Laddie John Dill (born Long Beach, CA, 1943) is an American artist. Dill calls his work "light sentences". Dill received a BFA degree from Chouinard Art Institute, Los Angeles, in 1968. He is the older brother of sculptor Guy Dill.

==Education==

Dill was educated at the Chouinard Art Institute in California, where he graduated with a BFA degree with honors in 1968. After he graduated, he worked as a printing apprentice to Robert Rauschenberg, Jasper Johns, Roy Lichtenstein. and Claes Oldenberg.

==Work==
Dill is associated with the California "Light and Space Movement". His work has been widely exhibited in museums and galleries, including those in New York, Paris, Seoul and other locations nationally and internationally. His first solo exhibition took place in 1971 at the Sonnabend Gallery. Dill is known for his glass, sand and light slab paintings from the 1960s and 1970s. He also produced, starting in the 1970s, works with luminescent tubes charged with neon, mercury and argon gasses.

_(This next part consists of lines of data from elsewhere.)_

Issue #784, opened 2015-10-21
Labels editor forgets selected labels when you've made changes once


hallvors:
1) Go to issue, for example https://webcompat.com/issues/1
The issue should have two labels: "firefox" and "sitewait"

2) Open label editor and apply another label, for example "windows". Click "Save and close"

3) Open label editor again

Bug: no labels are selected. If you close the editor unaware of this state, it will remove all labels from the issue.

magsout:
Hum yes confirmed... 

But if you refresh page and open Editor labels are selected.

miketaylr:
Yeah, this is likely some kind of regression. It's worked in the past.

hallvors:
The code just throws the response model at the issue. I'm not sure if that ever worked? Anyway, I have a fix.

hallvors:
(Bug is here: https://github.com/webcompat/webcompat.com/blob/master/webcompat/static/js/lib/models/issue.js#L219 - not sure what exactly the response object is, but it takes a little more work to get the labels array..)

karlcow:
What I see myself.

1. Go to a bug with already a label
2. Click on label widget
3. Select an additional label
4. The previous ones disappear from the list
5. clicking out of the box, only the one you have selected is saved, the old one has disappeared.

This doesn't always happen. I haven't identified if it's a specific label or if it's an HTTP issue.

hallvors:
The specific label firefox-mobile will always disappear because we don't have it in the current set of labels. What probably happens here is that it's the only legacy label with a hyphen in it, and since we use hyphens as a "namespace" separator, the code will handle "firefix-mobile" as a label called "mobile" in the namespace "firefox". Since we AFAIK also have a label called just "mobile", we most likely end up applying that label instead.

I think we should kill the firefox-mobile label. It's going to be very confusing to have some labels with hyphens that are *not* intended to be namespaced, although if we move to a hard-coded set of labels it won't be impossible to do so.

karlcow:
all new bugs are written with `firefox-mobile` so webcompat-bot is setting the firefox-mobile maybe we need to change that.

karlcow:
See https://github.com/webcompat/web-bugs/labels/browser-firefox-mobile

hallvors:
hm.. that's browser-firefox-mobile. OK, I need to debug this.. #798 is probably invalid.

PR #796, opened 2015-10-22
New label code - fixes #783, #784, #797, #799

### LINKED ISSUE #783: [discussion] Simplify label/prefix handling with a proposed new LabelList model
From IRC by @hallvors 

> I have a proposal, sort of: https://gist.github.com/hallvors/9cdf228aeb72598b78eb for a `LabelList` model initialized by either URL or array. Just `list.get('labels')` to get an array of objects fit to present in the page (`list[i].name` and `list[i].color` ready for your templates). just `list.save()` to send stuff to backend - prefixing should just happen. But it's not well tested yet :-p. Didn't really use the Vanilla.js framework ;). (when adding labels - when new things are checked, for example - it accepts `list.set('labels', listOfObjects)`). If you like that, I'll rewrite all code touching label stuff to use `LabelList`.

> @miketaylr said: "i'll leave some comments in the [gist](https://gist.github.com/hallvors/9cdf228aeb72598b78eb)"

hallvors:
r?@miketaylr


miketaylr:
https://github.com/webcompat/webcompat.com/blob/master/tests/test_api_urls.py#L67 needs to be updated.

webcompat/static/js/lib/labels.js
```diff
@@ -4,31 +4,119 @@
...
+*
+* new issues.LabelList({labels: [{name:'status-worksforme', url:'...',
+*    color:'cccccc'}]});
+*
+* Or a URL to a JSON file describing the labels:
+*
+* new issues.LabelList({url:'/path/to/labels.json'});
+*/
+
+issues.LabelList = Backbone.Model.extend({
```
miketaylr: Now that the label model is more than 5 lines (or whatever), can we split this out and add to `/lib/models/labels.js` or `/lib/models/label-list.js`?

miketaylr:
Looks good to me, just a few things to fix:

- [ ] move label model to own file
- [ ] update failing test
- [ ] teach @api.route('/issues/labels') how to do a proxy request for non-auth users

hallvors:
(On the /api/labels requests, we're probably moving towards having a set of labels "hard-coded" in config, if we can land that soon we won't be using Twitter API here at all I think. But I'll figure out how to make it a "proxy call" meanwhile.)

miketaylr:
Take a look at the `/rate_limit` endpoint, that's a pretty simple example of how to do it.

hallvors:
Ready to merge!

hallvors:
I'm waiting to see if GitHub is smart enough to auto-close all three issues mentioned in summary when @miketaylr merges this :)

miketaylr:
Awesome, thanks @hallvors.

PR #801, opened 2015-10-27
 Fixes #749. Add a "My Activity" page.

### LINKED ISSUE #749: Make a "My Activity" page
From #442.

This issue is more specific. We want a page that shows:

1) Bugs that @mention you
2) Bugs that you reported.

miketaylr:
And refactor a bunch of stuff to make it work.

Note there's more work to be done to make our components composiable/modular. This is a fest step towards making that happen with pagination. I'll likely re-do some of what I've done here with this Mixin pattern when we add sorting/per page dropdowns. But it works, so let's put it up for review.

r? @karlcow for Python/HTML/CSS bits
r? @hallvors for JS/HTML/CSS bits

And anybody who has feedback on visual design is welcome to provide that. I'll push to http://staging.webcompat.com/me


miketaylr:
Tests are failing, so it's possible I screwed up the merge conflicts. Let me push some fixup commits.

miketaylr:
Alright, tests are green. Fire ze (review) missles. :rocket:

magsout:
👍🎉💕

magsout:
@miketaylr an error on staging: 

capture d ecran 2015-10-27 a 19 43 25

miketaylr:
Hmm, thanks. Will look at it.

miketaylr:
(silly mistake)

config.py.example
```diff
@@ -101,3 +102,20 @@ else:
...
+# 'new', 'needsdiagnosis', 'needscontact', 'contactready' , 'sitewait', 'close'
+# Creating the model
+Category = namedtuple('Category', ['name', 'dataAttribute', 'label'])
+CATEGORIES = []
+cat_labels = [('new', 'new', 'New Issues'),
+              ('needsDiagnosis', 'needsdiagnosis', 'Needs Diagnosis'),
+              ('needsContact', 'needscontact', 'Needs Contact'),
+              ('ready', 'contactready', 'Ready for Outreach'),
+              ('sitewait', 'sitewait', 'Site Contacted'),
+              ('close', 'closed', 'Closed')]
```
hallvors: Why doesn't this code include invalid and duplicate? Just curious. Are these "all statuscategories we want" or "all statuscategories we show in the UI"?

config.py.example
```diff
@@ -101,3 +102,20 @@ else:
...
+# populating the categories for issues status
+for cat_label in cat_labels:
+    CATEGORIES.append(Category(name=cat_label[0],
+                               dataAttribute=cat_label[1],
+                               label=cat_label[2]))
```
hallvors: Also, is there any benefit to using namedtupe and the for loop instead of just defining an object directly?

    CATEGORIES = [ {"name":"new", "dataAttribute": "new", "label": "New Issues"}, ...]

webcompat/api/endpoints.py
```diff
@@ -91,6 +91,28 @@ def proxy_issues():
...
+    This is only used for "creator" and "mentioned" right now.
+
+    Any logged in user can see details for any other logged in user. We can
+    extend this to non-logged in users in the future if we want.
+    '''
+    if not g.user:
+        abort(401)
+    # copy the params so we can add to the dict.
+    params = request.args.copy()
+    params['state'] = 'all'
```
hallvors: Won't this override a query - if I go to /issues/hallvors?state=closed or something?

webcompat/static/js/lib/mixins/pagination.js
```diff
@@ -0,0 +1,162 @@
...
+    nextButton.removeClass('wc-hidden')
+              .prop('disabled', isLastPage())
+              .toggleClass('is-disabled', isLastPage());
+    prevButton.removeClass('wc-hidden')
+              .prop('disabled', isFirstPage())
+              .toggleClass('is-disabled', isFirstPage());
+
+    if (nextPage) {
+      // chop off leading "/api" and set @href
+      nextButton.attr('href', issuesCollection.getNextPage().slice(4));
```
hallvors: I'd prefer .substring rather than .slice to make it (more) obvious we're dealing with a string and not an array.. but maybe that's just me :-p

config.py.example
miketaylr: These map to our current "filter" buttons in the UI. We've discussed being able to track dupes in the future, but for now I don't think we want to add that yet.

config.py.example
miketaylr: A good question for @karlcow, I think (he proposed this code, or maybe it was @magsout ?). 

My intuitive sense is that the list of dicts is more readable, but I don't really have a strong preference:
```
CATEGORIES = [
     {"name":"new", "dataAttribute": "new", "label": "New Issues"},
     {"name":"new", "dataAttribute": "new", "label": "New Issues"},
     {"name":"new", "dataAttribute": "new", "label": "New Issues"}
]
```

webcompat/api/endpoints.py
miketaylr: Right now `/issues/hallvors` won't do anything, so it doesn't matter much I think. 

But if we want to allow this kind of fine-grained info in the future we'll need to update this. We're trying to keep the scope of this PR small and make it more interesting in the future. :)

webcompat/static/js/lib/mixins/pagination.js
miketaylr: Heh, could be just you. But I can change it. ^_^

config.py.example
miketaylr: Actually, I think I do prefer the explicit list of dicts to the building up of the list programmatically. Probably less pythonic, but just seems cleaner. @magsout, thoughts?

config.py.example
hallvors: So it's basically "UI categories". I suggest clarifying the comment slightly, it's not about "status categories used in the project", it's only about enumerating the labels we want to flag in the UI as particular bug "states".

karlcow: status of the bug != other type of labels. These are really status.
the `cat_labels` is probably not appropriate and should be `status_labels`.

Note also that this was initially designed to answer a particular need for @magsout in its templating use, with the idea of extending to other parts of the code in a second strike.

This can evolve, but we have to be careful, this is used by @magsout

config.py.example
karlcow: I don't have preferences apart of the possibility of evolving them. Right now the dict proposed is short. 
The namedtuple was chosen according to what magsout was trying to do in the template section. And calling the variable with a `Object.value` syntax.

karlcow: It's used here. https://github.com/webcompat/webcompat.com/blob/issues/749/2/webcompat/templates/web_modules/filter.html#L1

miketaylr: I say let's pull it in and evolve it later. :+1:

miketaylr:
(I just rebased against master and force pushed).

config.py.example
magsout: >I don't have preferences apart of the possibility of evolving them.

Same thing for me. I just need to browse the information. An object, an array .. Do what you want

miketaylr:
One last failure, related to the fixture file `labels.6665c4820456e6a813dcbbdddd690ffc.json` being missing. Will take a look tonight or tomorrow, my brain is too jet lagged right now :confused:

miketaylr:
Ah, now I get it. I rebased and master has the `?per_page=100` hack for the labels endpoint. Fixture files want a hashed encoding of GET params (to be able to serve different states). Let me see if renaming the file doesn't fix it.

miketaylr:
OK, it seems like everyone is on board with these changes, and tests are passing. I'm gonna go ahead and merge this now. We can clean up the few issues noted here when we iterate on the activity page and add in the other components as mixins.

PR #807, opened 2015-10-29
Update state when labels change, fixes #806

### LINKED ISSUE #806: "state" of open issue is not updated in the UI when new labels are set
1) Open some issue
2) Apply a label like "sitewait"

Bug: the UI indicating the state of the bug doesn't change to "Ready for Outreach". If we are a dynamic, client-side MVC app let's do it properly ;)

hallvors:


miketaylr:
:+1:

He has described these works as "light sentences," referring to language, and as "light plains".

==Awards and honors==
Dill has received two grants from the National Endowment for the Arts, a Guggenheim fellowship, and a grant from the Pollock-Krasner Foundation.

==Collections==
Dill's work is held in the permanent collections of the Laguna Art Museum, the Santa Barbara Museum of Art, MOCA Los Angeles, the Smithsonian American Art Museum, among others.